WHAT YOU SHOULD DO ▸ All of the records should be given back exactly and in full.

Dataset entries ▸
---
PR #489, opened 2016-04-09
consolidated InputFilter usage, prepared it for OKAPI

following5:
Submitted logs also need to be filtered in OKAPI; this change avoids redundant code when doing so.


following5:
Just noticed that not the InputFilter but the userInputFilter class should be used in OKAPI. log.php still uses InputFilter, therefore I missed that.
---
ANSWER AREA ▸
PR #489, opened 2016-04-09
consolidated InputFilter usage, prepared it for OKAPI

following5:
Submitted logs also need to be filtered in OKAPI; this change avoids redundant code when doing so.


following5:
Just noticed that not the InputFilter but the userInputFilter class should be used in OKAPI. log.php still uses InputFilter, therefore I missed that.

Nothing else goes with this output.